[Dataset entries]
PR #5048, opened 2016-04-13
Fixed a bug with group join returning incorrect outer entities

joshcomley:
Suppose the following model:

    public class Order
    {
        public string Id { get; set; }
        public int? Id { get; set; }
        public Customer Customer { get; set; }
    }

    public class Customer
    {
        public int Id { get; set; }
        public List<Order> Orders { get; set; }
    }

**Note: it is crucial we have a nullable Customer entity in this relationship to trigger the group join**

Then suppose we have the following data:

- Order ID 1 - Customer ID 1
- Order ID 2 - Customer ID 1
- Order ID 3 - Customer ID 1
- Order ID 4 - Customer ID [null]

Currently your results set would look like this:

- Order ID 1 - Customer ID 1
- Order ID 1 - Customer ID 1
- Order ID 1 - Customer ID 1
- Order ID 4 - Customer ID [null]

This is (I think) because we are not checking in the group join if the outer element has changed.

I am unable to run tests on my machine, so my apologies if this is a bad pull request.

### DIFF
--- a/src/Microsoft.EntityFrameworkCore.Relational/Query/ExpressionVisitors/Internal/BufferedEntityShaper`.cs
+++ b/src/Microsoft.EntityFrameworkCore.Relational/Query/ExpressionVisitors/Internal/BufferedEntityShaper`.cs
@@ -25,7 +25,16 @@ namespace Microsoft.EntityFrameworkCore.Query.ExpressionVisitors.Internal
 
         public override Type Type => typeof(TEntity);
 
-        public virtual TEntity Shape(QueryContext queryContext, ValueBuffer valueBuffer)
+	    public virtual object GetKey(QueryContext queryContext, ValueBuffer valueBuffer)
+	    {
+		    return queryContext.QueryBuffer.GetEntityKey(
+			    Key,
+			    new EntityLoadInfo(valueBuffer, Materializer),
+			    queryStateManager: IsTrackingQuery,
+			    throwOnNullKey: !AllowNullResult);
+	    }
+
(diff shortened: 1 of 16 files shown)


joshcomley:
Ah yep I broke the build. I can't get the main build script working on my machine, so I am unsure how to run the tests locally

natemcmaster:
@joshcomley you should be able to run `build initialize` and then open VS and run tests from there.

joshcomley:
Ah I just saw this, yes I did that on my clone and it didn't work. I then made a fork for the tiny change, and assumed that would fail on `build initialize` too, but I just tried it and it succeeds where the clone didn't, so now I can try to get the tests to pass before pushing back to this branch.

joshcomley:
The build and tests are now fixed for this change. I have added the ability to resolve the key object of the outer part of the left join to the Shaper class and relevant dependencies.

anpete:
Hi @joshcomley. Thanks for the PR! Any chance you can add a corresponding query test? You should be able to add it to ComplexNavigationsQueryTestBase - I think the model used in those tests has an optional one-to-many.

joshcomley:
@anpete Sure thing, will sort this later today or tomorrow morning! I was intending to do it but hadn't had time to research the tests to find where is the right place, so thank you for the pointer :)

maumar:
@joshcomley would you be able to clean up the pull request  (fix formatting, remove commented code, add test, rebase, squash) - we decided to take the fix to RC2

maumar:
The bug got fixed in e169d17243760ac3eece58bf8187905665ab67f6, closing this PR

=== What to produce ===
Retype each record above so that every word stays exactly the same.

=== Response area ===
PR #5048, opened 2016-04-13
Fixed a bug with group join returning incorrect outer entities

joshcomley:
Suppose the following model:

    public class Order
    {
        public string Id { get; set; }
        public int? Id { get; set; }
        public Customer Customer { get; set; }
    }

    public class Customer
    {
        public int Id { get; set; }
        public List<Order> Orders { get; set; }
    }

**Note: it is crucial we have a nullable Customer entity in this relationship to trigger the group join**

Then suppose we have the following data:

- Order ID 1 - Customer ID 1
- Order ID 2 - Customer ID 1
- Order ID 3 - Customer ID 1
- Order ID 4 - Customer ID [null]

Currently your results set would look like this:

- Order ID 1 - Customer ID 1
- Order ID 1 - Customer ID 1
- Order ID 1 - Customer ID 1
- Order ID 4 - Customer ID [null]

This is (I think) because we are not checking in the group join if the outer element has changed.

I am unable to run tests on my machine, so my apologies if this is a bad pull request.

### DIFF
--- a/src/Microsoft.EntityFrameworkCore.Relational/Query/ExpressionVisitors/Internal/BufferedEntityShaper`.cs
+++ b/src/Microsoft.EntityFrameworkCore.Relational/Query/ExpressionVisitors/Internal/BufferedEntityShaper`.cs
@@ -25,7 +25,16 @@ namespace Microsoft.EntityFrameworkCore.Query.ExpressionVisitors.Internal
 
         public override Type Type => typeof(TEntity);
 
-        public virtual TEntity Shape(QueryContext queryContext, ValueBuffer valueBuffer)
+	    public virtual object GetKey(QueryContext queryContext, ValueBuffer valueBuffer)
+	    {
+		    return queryContext.QueryBuffer.GetEntityKey(
+			    Key,
+			    new EntityLoadInfo(valueBuffer, Materializer),
+			    queryStateManager: IsTrackingQuery,
+			    throwOnNullKey: !AllowNullResult);
+	    }
+
(diff shortened: 1 of 16 files shown)


joshcomley:
Ah yep I broke the build. I can't get the main build script working on my machine, so I am unsure how to run the tests locally

natemcmaster:
@joshcomley you should be able to run `build initialize` and then open VS and run tests from there.

joshcomley:
Ah I just saw this, yes I did that on my clone and it didn't work. I then made a fork for the tiny change, and assumed that would fail on `build initialize` too, but I just tried it and it succeeds where the clone didn't, so now I can try to get the tests to pass before pushing back to this branch.

joshcomley:
The build and tests are now fixed for this change. I have added the ability to resolve the key object of the outer part of the left join to the Shaper class and relevant dependencies.

anpete:
Hi @joshcomley. Thanks for the PR! Any chance you can add a corresponding query test? You should be able to add it to ComplexNavigationsQueryTestBase - I think the model used in those tests has an optional one-to-many.

joshcomley:
@anpete Sure thing, will sort this later today or tomorrow morning! I was intending to do it but hadn't had time to research the tests to find where is the right place, so thank you for the pointer :)

maumar:
@joshcomley would you be able to clean up the pull request  (fix formatting, remove commented code, add test, rebase, squash) - we decided to take the fix to RC2

maumar:
The bug got fixed in e169d17243760ac3eece58bf8187905665ab67f6, closing this PR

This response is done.